● **WHAT IS BEING ASKED**
What you produce should match the records exactly, line for line.

═════ EXERCISE DATA

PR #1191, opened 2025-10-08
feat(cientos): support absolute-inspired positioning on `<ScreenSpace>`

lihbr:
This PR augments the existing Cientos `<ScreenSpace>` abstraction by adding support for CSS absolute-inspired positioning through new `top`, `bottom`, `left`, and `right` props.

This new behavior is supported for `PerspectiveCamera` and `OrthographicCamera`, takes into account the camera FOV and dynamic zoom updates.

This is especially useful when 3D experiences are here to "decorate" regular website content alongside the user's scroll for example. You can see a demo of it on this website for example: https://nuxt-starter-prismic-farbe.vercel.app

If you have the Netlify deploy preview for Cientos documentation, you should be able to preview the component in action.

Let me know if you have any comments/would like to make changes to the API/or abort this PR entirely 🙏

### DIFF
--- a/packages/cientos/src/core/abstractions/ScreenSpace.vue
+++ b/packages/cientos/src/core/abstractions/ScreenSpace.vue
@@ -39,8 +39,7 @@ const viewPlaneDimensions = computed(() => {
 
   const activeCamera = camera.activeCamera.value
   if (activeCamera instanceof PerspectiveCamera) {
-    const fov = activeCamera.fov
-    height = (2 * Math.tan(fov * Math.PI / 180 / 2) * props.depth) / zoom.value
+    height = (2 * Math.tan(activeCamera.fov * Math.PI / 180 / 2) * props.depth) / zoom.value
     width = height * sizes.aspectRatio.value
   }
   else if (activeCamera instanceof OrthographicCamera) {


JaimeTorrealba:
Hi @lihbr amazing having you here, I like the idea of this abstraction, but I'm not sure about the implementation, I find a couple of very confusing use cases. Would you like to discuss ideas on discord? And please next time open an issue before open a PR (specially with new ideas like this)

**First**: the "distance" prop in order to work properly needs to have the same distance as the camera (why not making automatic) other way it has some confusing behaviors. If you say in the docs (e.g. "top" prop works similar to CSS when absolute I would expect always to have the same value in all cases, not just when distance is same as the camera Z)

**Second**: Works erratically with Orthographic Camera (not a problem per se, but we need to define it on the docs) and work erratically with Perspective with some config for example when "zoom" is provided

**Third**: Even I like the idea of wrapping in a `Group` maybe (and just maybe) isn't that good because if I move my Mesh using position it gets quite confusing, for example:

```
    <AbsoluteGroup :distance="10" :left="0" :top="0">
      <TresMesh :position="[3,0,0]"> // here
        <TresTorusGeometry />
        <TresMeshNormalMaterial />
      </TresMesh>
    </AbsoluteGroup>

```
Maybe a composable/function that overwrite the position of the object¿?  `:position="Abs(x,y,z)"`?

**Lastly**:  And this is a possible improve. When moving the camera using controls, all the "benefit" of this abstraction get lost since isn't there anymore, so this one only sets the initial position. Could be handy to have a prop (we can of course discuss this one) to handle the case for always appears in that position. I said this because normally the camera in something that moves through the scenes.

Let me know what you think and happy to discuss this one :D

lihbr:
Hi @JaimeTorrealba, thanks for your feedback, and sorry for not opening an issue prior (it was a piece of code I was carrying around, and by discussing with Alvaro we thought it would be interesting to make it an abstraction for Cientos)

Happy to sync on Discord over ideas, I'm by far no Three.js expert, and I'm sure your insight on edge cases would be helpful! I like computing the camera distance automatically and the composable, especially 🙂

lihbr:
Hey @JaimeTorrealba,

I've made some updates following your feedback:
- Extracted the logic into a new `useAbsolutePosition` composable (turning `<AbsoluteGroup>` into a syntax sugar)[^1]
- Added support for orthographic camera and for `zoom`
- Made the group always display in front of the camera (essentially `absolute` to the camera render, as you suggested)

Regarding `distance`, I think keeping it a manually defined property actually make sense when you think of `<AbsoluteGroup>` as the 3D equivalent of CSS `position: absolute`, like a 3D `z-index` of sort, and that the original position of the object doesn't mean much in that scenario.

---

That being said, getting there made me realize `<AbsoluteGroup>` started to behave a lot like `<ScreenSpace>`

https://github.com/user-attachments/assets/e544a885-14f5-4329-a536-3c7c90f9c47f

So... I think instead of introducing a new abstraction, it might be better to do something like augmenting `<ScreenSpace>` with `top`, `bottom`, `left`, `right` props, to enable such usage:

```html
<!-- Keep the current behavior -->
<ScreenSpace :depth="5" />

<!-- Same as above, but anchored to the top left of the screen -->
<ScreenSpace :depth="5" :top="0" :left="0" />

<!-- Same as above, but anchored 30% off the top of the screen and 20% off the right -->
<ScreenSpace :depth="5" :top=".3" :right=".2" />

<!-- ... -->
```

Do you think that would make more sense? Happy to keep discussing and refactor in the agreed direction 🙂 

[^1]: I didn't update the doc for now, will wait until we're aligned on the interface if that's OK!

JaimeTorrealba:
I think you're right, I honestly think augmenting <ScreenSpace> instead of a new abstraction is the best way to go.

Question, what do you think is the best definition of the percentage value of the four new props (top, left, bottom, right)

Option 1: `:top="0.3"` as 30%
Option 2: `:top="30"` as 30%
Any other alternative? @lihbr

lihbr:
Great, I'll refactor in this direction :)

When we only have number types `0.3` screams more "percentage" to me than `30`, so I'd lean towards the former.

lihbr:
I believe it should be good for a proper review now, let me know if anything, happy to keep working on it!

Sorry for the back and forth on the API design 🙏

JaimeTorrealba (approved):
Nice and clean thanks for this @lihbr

══════════

● **WRITTEN ANSWER**
PR #1191, opened 2025-10-08
feat(cientos): support absolute-inspired positioning on `<ScreenSpace>`

lihbr:
This PR augments the existing Cientos `<ScreenSpace>` abstraction by adding support for CSS absolute-inspired positioning through new `top`, `bottom`, `left`, and `right` props.

This new behavior is supported for `PerspectiveCamera` and `OrthographicCamera`, takes into account the camera FOV and dynamic zoom updates.

This is especially useful when 3D experiences are here to "decorate" regular website content alongside the user's scroll for example. You can see a demo of it on this website for example: https://nuxt-starter-prismic-farbe.vercel.app

If you have the Netlify deploy preview for Cientos documentation, you should be able to preview the component in action.

Let me know if you have any comments/would like to make changes to the API/or abort this PR entirely 🙏

### DIFF
--- a/packages/cientos/src/core/abstractions/ScreenSpace.vue
+++ b/packages/cientos/src/core/abstractions/ScreenSpace.vue
@@ -39,8 +39,7 @@ const viewPlaneDimensions = computed(() => {
 
   const activeCamera = camera.activeCamera.value
   if (activeCamera instanceof PerspectiveCamera) {
-    const fov = activeCamera.fov
-    height = (2 * Math.tan(fov * Math.PI / 180 / 2) * props.depth) / zoom.value
+    height = (2 * Math.tan(activeCamera.fov * Math.PI / 180 / 2) * props.depth) / zoom.value
     width = height * sizes.aspectRatio.value
   }
   else if (activeCamera instanceof OrthographicCamera) {


JaimeTorrealba:
Hi @lihbr amazing having you here, I like the idea of this abstraction, but I'm not sure about the implementation, I find a couple of very confusing use cases. Would you like to discuss ideas on discord? And please next time open an issue before open a PR (specially with new ideas like this)

**First**: the "distance" prop in order to work properly needs to have the same distance as the camera (why not making automatic) other way it has some confusing behaviors. If you say in the docs (e.g. "top" prop works similar to CSS when absolute I would expect always to have the same value in all cases, not just when distance is same as the camera Z)

**Second**: Works erratically with Orthographic Camera (not a problem per se, but we need to define it on the docs) and work erratically with Perspective with some config for example when "zoom" is provided

**Third**: Even I like the idea of wrapping in a `Group` maybe (and just maybe) isn't that good because if I move my Mesh using position it gets quite confusing, for example:

```
    <AbsoluteGroup :distance="10" :left="0" :top="0">
      <TresMesh :position="[3,0,0]"> // here
        <TresTorusGeometry />
        <TresMeshNormalMaterial />
      </TresMesh>
    </AbsoluteGroup>

```
Maybe a composable/function that overwrite the position of the object¿?  `:position="Abs(x,y,z)"`?

**Lastly**:  And this is a possible improve. When moving the camera using controls, all the "benefit" of this abstraction get lost since isn't there anymore, so this one only sets the initial position. Could be handy to have a prop (we can of course discuss this one) to handle the case for always appears in that position. I said this because normally the camera in something that moves through the scenes.

Let me know what you think and happy to discuss this one :D

lihbr:
Hi @JaimeTorrealba, thanks for your feedback, and sorry for not opening an issue prior (it was a piece of code I was carrying around, and by discussing with Alvaro we thought it would be interesting to make it an abstraction for Cientos)

Happy to sync on Discord over ideas, I'm by far no Three.js expert, and I'm sure your insight on edge cases would be helpful! I like computing the camera distance automatically and the composable, especially 🙂

lihbr:
Hey @JaimeTorrealba,

I've made some updates following your feedback:
- Extracted the logic into a new `useAbsolutePosition` composable (turning `<AbsoluteGroup>` into a syntax sugar)[^1]
- Added support for orthographic camera and for `zoom`
- Made the group always display in front of the camera (essentially `absolute` to the camera render, as you suggested)

Regarding `distance`, I think keeping it a manually defined property actually make sense when you think of `<AbsoluteGroup>` as the 3D equivalent of CSS `position: absolute`, like a 3D `z-index` of sort, and that the original position of the object doesn't mean much in that scenario.

---

That being said, getting there made me realize `<AbsoluteGroup>` started to behave a lot like `<ScreenSpace>`

https://github.com/user-attachments/assets/e544a885-14f5-4329-a536-3c7c90f9c47f

So... I think instead of introducing a new abstraction, it might be better to do something like augmenting `<ScreenSpace>` with `top`, `bottom`, `left`, `right` props, to enable such usage:

```html
<!-- Keep the current behavior -->
<ScreenSpace :depth="5" />

<!-- Same as above, but anchored to the top left of the screen -->
<ScreenSpace :depth="5" :top="0" :left="0" />

<!-- Same as above, but anchored 30% off the top of the screen and 20% off the right -->
<ScreenSpace :depth="5" :top=".3" :right=".2" />

<!-- ... -->
```

Do you think that would make more sense? Happy to keep discussing and refactor in the agreed direction 🙂 

[^1]: I didn't update the doc for now, will wait until we're aligned on the interface if that's OK!

JaimeTorrealba:
I think you're right, I honestly think augmenting <ScreenSpace> instead of a new abstraction is the best way to go.

Question, what do you think is the best definition of the percentage value of the four new props (top, left, bottom, right)

Option 1: `:top="0.3"` as 30%
Option 2: `:top="30"` as 30%
Any other alternative? @lihbr

lihbr:
Great, I'll refactor in this direction :)

When we only have number types `0.3` screams more "percentage" to me than `30`, so I'd lean towards the former.

lihbr:
I believe it should be good for a proper review now, let me know if anything, happy to keep working on it!

Sorry for the back and forth on the API design 🙏

JaimeTorrealba (approved):
Nice and clean thanks for this @lihbr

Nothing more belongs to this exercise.